Tuesday, August 16, 2005

Mish-Mash

Parking Brake!Lots of things going on today, yet few of them focused on anything in particular. The bike is begging for a major overhaul, but I dare not start taking things apart for fear of what I will find and the cost of putting it right. That right brake lever now works well as a parking brake, as you can see in the picture. It's not supposed to do that, is it? The problem's somewhere in the lever, I think. It's always been kind of stiff and I guess the accumulated grunge of a summer in the South has nearly done it in for good. The little rubber band you see, which is really just a piece cut from an old inner tube, is substituting for the shift lever spring that broke (rusted to death, no doubt) a couple of years ago. The one on the left lever went South a month or so ago. I guess 46,000 miles or so is about all you can expect from these things. I'm hoping everything will continue to be minimally functional until this winter when I will be more comfortable taking everything apart for a week or two and riding one of the really old bikes in the meantime.

My niece the soccer player is apparently enjoying the U.S. Naval Academy, and got her pic on the website the other day. Meanwhile, The Daughter is getting ready to start classes next week up in Iowa City where the new Assistant Coach recently arrived. The Wife drove up to Baton Rouge with her sister to meet another sister to visit their mother. I had to cringe last night when I was filling up the tank with $2.70 premium. Apparently gas prices went up ten cents overnight. This is starting to remind me of the "gas crisis" of the early 70s that turned out to be, basically, a conspiracy by the oil companies to raise prices. It worked, by the way. Still, it's apparently not high enough yet to get people to leave the cars at home and take a bike to work. I have to admit, I grin a little bit when I think of those people who abandoned the city and fled to the distant suburbs and are now paying $60 to fill up their 8-cylinder SUVs twice a week and getting hit with big property tax increases for all the stuff they thought they could do without. About the only thing I really need a car for is to get to bike races.

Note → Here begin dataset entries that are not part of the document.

PR #316, opened 2019-08-07
Added lock form bufferTextWritter

milopezc:
This a fix for Bug 959430: StreamJsonRpc - System.InvalidOperationException : This instance must be flushed before being reinitialized. (https://devdiv.visualstudio.com/DevDiv/_workitems/edit/959430)


AArnott:
Rejecting because thread-safety is guaranteed by the formatter's caller.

This morning's long training ride was pretty standard fare, although a few people were intent on pushing the pace. I was impressed when one surge opened a gap and Courtney, all 100 pounds or so of her, towed me and the whole paceline across to Carey at 28 mph. My legs felt a whole lot better today, but there is still some lingering soreness from the weekend bashing and so I was trying to limit my "at the front" time today. Although the district Time Trial championship is still a month away, and the Team TT a couple of weeks after that, some of the local TT specialists and wannabe specialists are out in force lately. The levee is lousy with carbon fiber TT bikes, $3,000 wheelsets and $500 handlebars, sometimes piloted by pudgy guys with sketchy bike handling skills. To me, Time Trials are the things you have to do in order to ride the next stage of the stage race or to get back to the pack after you get a wheel change in a road race. Still, some of these guys - the Real(tm) Time Trialists - are able to sustain speeds that I can barely handle while in the draft, so I guess I'm impressed.

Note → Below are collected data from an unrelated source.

PR #318, opened 2019-08-12
Added try finally block to ensure writter is being flushed

milopezc:
Added try finally block to ensure writter is being flushed.
If an exception happens when writting to the json we need to make sure the writter gets flushed, otherwise initializing will keep failing.

### DIFF
--- a/src/StreamJsonRpc.Tests/JsonRpcTests.cs
+++ b/src/StreamJsonRpc.Tests/JsonRpcTests.cs
@@ -1362,6 +1362,26 @@ public abstract class JsonRpcTests : TestBase
         Assert.Equal("Success!", result);
     }
 
+    [Fact]
+    public async Task FormatterFatalException()
+    {
+        var streams = Nerdbank.FullDuplexStream.CreateStreams();
+        this.serverStream = streams.Item1;
+        this.clientStream = streams.Item2;
+
+        ExceptionThrowingFormatter serverFormatter = new ExceptionThrowingFormatter();
+        this.serverRpc = new JsonRpc(new HeaderDelimitedMessageHandler(this.serverStream, serverFormatter));
+        this.serverRpc.AddLocalRpcTarget(this.server);
+        this.serverRpc.StartListening();
+
+        this.clientRpc = new JsonRpc(this.clientStream);
+        this.clientRpc.StartListening();
+
+        // Failure on server side should cut the connection
+        serverFormatter.ThrowException = true;
+        await Assert.ThrowsAsync<ConnectionLostException>(() => this.clientRpc.InvokeAsync<string>(nameof(Server.AsyncMethod), "Fail"));
+    }
+
     protected override void Dispose(bool disposing)
     {
         if (disposing)
@@ -1879,7 +1899,7 @@ public abstract class JsonRpcTests : TestBase
 
     private class ExceptionThrowingFormatter : JsonMessageFormatter, IJsonRpcMessageFormatter
     {
-        public bool ThrowException = false;
+        public bool ThrowException;
 
         public new void Serialize(IBufferWriter<byte> bufferWriter, JsonRpcMessage message)
         {
--- a/src/StreamJsonRpc.Tests/JsonRpcTests.cs
+++ b/src/StreamJsonRpc.Tests/JsonRpcTests.cs
@@ -2,6 +2,7 @@
 // Licensed under the MIT license. See LICENSE file in the project root for full license information.
 
 using System;
+using System.Buffers;
 using System.Collections.Generic;
 using System.Diagnostics;
 using System.Globalization;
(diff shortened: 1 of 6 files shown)


src/StreamJsonRpc/JsonRpc.cs
```diff
@@ -1987,13 +1968,29 @@ private object GetMessageJson(JsonRpcMessage message)
...
         {
-            this.TraceMessageSent(message);
+            try
+            {
+                this.TraceMessageSent(message);
+                await this.MessageHandler.WriteAsync(message, cancellationToken).ConfigureAwait(false);
+            }
+            catch (OperationCanceledException)
+            {
+            }
```
AArnott: please rethrow all exceptions you catch. The callers are expecting to be able to discern between success and failure based on the exceptions thrown from this method.

src/StreamJsonRpc/JsonRpc.cs
```diff
@@ -1987,13 +1977,28 @@ private object GetMessageJson(JsonRpcMessage message)
...
         {
-            this.TraceMessageSent(message);
+            try
+            {
+                this.TraceMessageSent(message);
+                await this.MessageHandler.WriteAsync(message, cancellationToken).ConfigureAwait(false);
+            }
+            catch (Exception exception)
+            {
+                if ((bool)(this.MessageHandler as IDisposableObservable)?.IsDisposed)
```
AArnott: This will throw if `MessageHandler` does not implement `IDisposableObservable` because you can't cast a `null` to `bool`. 
Instead, try this syntax:

```cs
if ((this.MessageHandler as IDisposableObservable)?.IsDisposed ?? false)
```

src/StreamJsonRpc/JsonRpc.cs
```diff
@@ -1987,13 +1977,28 @@ private object GetMessageJson(JsonRpcMessage message)
...
+                {
+                    var e = new JsonRpcDisconnectedEventArgs(
+                        string.Format(CultureInfo.CurrentCulture, Resources.ErrorWritingJsonRpcResult, exception.GetType().Name, exception.Message),
```
AArnott: You're using `Resources.ErrorWritingJsonRpcResult` which is specific to result messages, but this could be an error in writing *any* message. Can you define a new string called `ErrorWritingJsonRpcMessage` that is slightly more generic to use here?

src/StreamJsonRpc/JsonRpc.cs
```diff
@@ -1801,16 +1801,6 @@ private async Task HandleRpcAsync(JsonRpcMessage rpc)
...
-                        catch (Exception exception)
-                        {
-                            var e = new JsonRpcDisconnectedEventArgs(
-                                string.Format(CultureInfo.CurrentCulture, Resources.ErrorWritingJsonRpcResult, exception.GetType().Name, exception.Message),
-                                DisconnectedReason.StreamError,
-                                exception);
-
-                            // Fatal error. Raise disconnected event.
-                            this.OnJsonRpcDisconnected(e);
-                        }
```
AArnott: I think we need to bring this back. The `TransmitAsync` method only breaks the connection if the handler deemed the error fatal to the integrity of the stream. But *this* method should deem *all* errors fatal because it means the client will hang while waiting for a response.

src/StreamJsonRpc.Tests/JsonRpcTests.cs
```diff
@@ -1851,4 +1875,20 @@ public override void Post(SendOrPostCallback d, object state)
             base.Post(d, state);
         }
     }
+
+
+    private class ExceptionThrowingFormatter : JsonMessageFormatter, IJsonRpcMessageFormatter
+    {
+        public bool ThrowException = false;
```
AArnott: fxcop nit: don't initialize fields to their default value.

src/StreamJsonRpc.Tests/JsonRpcTests.cs
```diff
@@ -1851,4 +1875,20 @@ public override void Post(SendOrPostCallback d, object state)
...
+
+        public new void Serialize(IBufferWriter<byte> bufferWriter, JsonRpcMessage message)
```
AArnott: I'm *really* surprised this works. the `new` modifier on this method should mean it's entirely independent of all base class methods, and thus I wouldn't expect it to ever be called by the library. How is this getting called?
In any case, I think overriding a method with `override` would be the more appropriate choice instead of `new`.

src/StreamJsonRpc.Tests/JsonRpcTests.cs
```diff
@@ -1338,6 +1339,29 @@ public async Task ExceptionControllingErrorCode()
         Assert.Equal(2, exception.ErrorCode);
     }
 
+    [Fact]
+    public async Task FormatterNonFatalException()
```
AArnott: We need another test like this that makes the exception happen on the *server* side, and we should assert that that *kills* the connection since a failure to send a response is fatal to JSON-RPC.

src/StreamJsonRpc.Tests/JsonRpcTests.cs
milopezc: The trick here is that I made this class also implement IJsonRpcMessageFormatter, is kind of a hacky way to get this called from the message handlers. Without that interface, this never gets called as you said. I tried overriding at first since it seemed like the best for me too, but I get an error saying that I can't override the serialize method because it is not marked as virtual, abstract or override. Should I mark the method in JsonMessageFormatter as override or virtual and use override here?

---
In reply to: [314126468](https://github.com/microsoft/vs-streamjsonrpc/pull/318#discussion_r314126468) [](ancestors = 314126468)

AArnott: Very clever. Your technique is fine. I just hadn't seen it used hardly ever so I didn't think of it to look at it.

src/StreamJsonRpc/Resources.resx
```diff
@@ -281,4 +281,8 @@
   <data name="ParameterObjectsNotSupportedInJsonRpc10" xml:space="preserve">
     <value>JSON-RPC 1.0 does not support named arguments (parameters passed within an object). Use positional arguments (parameter arrays) or set protocol version to 2.0.</value>
   </data>
+  <data name="ErrorWritingJsonRpcMessage" xml:space="preserve">
+    <value>Error writing JSON RPC Result: {0}: {1}</value>
```
AArnott: "Result" here should probably be "message" since it may apply to any message type.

It is also Tour for Cure Season around here. The annual early October charity ride has a huge following and in the last couple of weeks all of the hopeful participants have been showing up in little groups trying to get in shape for it. I think it's around 70 miles a day for two days. A lot of them will disappear over the next couple of weeks and will end up doing the ride quite unprepared, but the organizers expect that and provide copious amounts of food and refreshment along the way. Some people take a good six or seven hours to complete each day's distance, and those who are in over their heads can get rides back in the truck.

The Herring Gas team, along with Realdo J., are heading off to The Tour of French Guyana for a 16-day odyssey. The stage race is something like nine stages, I think. Hopefully they'll be able to send us a few updates now and then. The guys who are going are: Frank Moak, Kenny Bellau, Chris Alexander, Troy Porter, Bain Foote, and Tim Regan. It should be interesting. My guess is that the stage race will suit Chris, Troy and Bain really well. Frank and Kenny will be there for the opportunistic stuff, including pack sprints, and Tim will be mainly trying not to fall on his partially healed collarbone, I hope.

Well, for now it's time to get back to putting together someone else's $990,000 grant proposal that's due at NASA - Glenn on Friday. You would think the Principal Investigator would at least try to sound interested in that, wouldn't you?

2 comments:

Anonymous said...

hmm, did anyone tell those pudgy guys and wannabees on the TT bikes that you need to ride outside of the paceline or alone in order to learn how to TT?

Randall said...

I think that's why they're still pudgy. Usually, they crash into each other and break something before they really get into shape.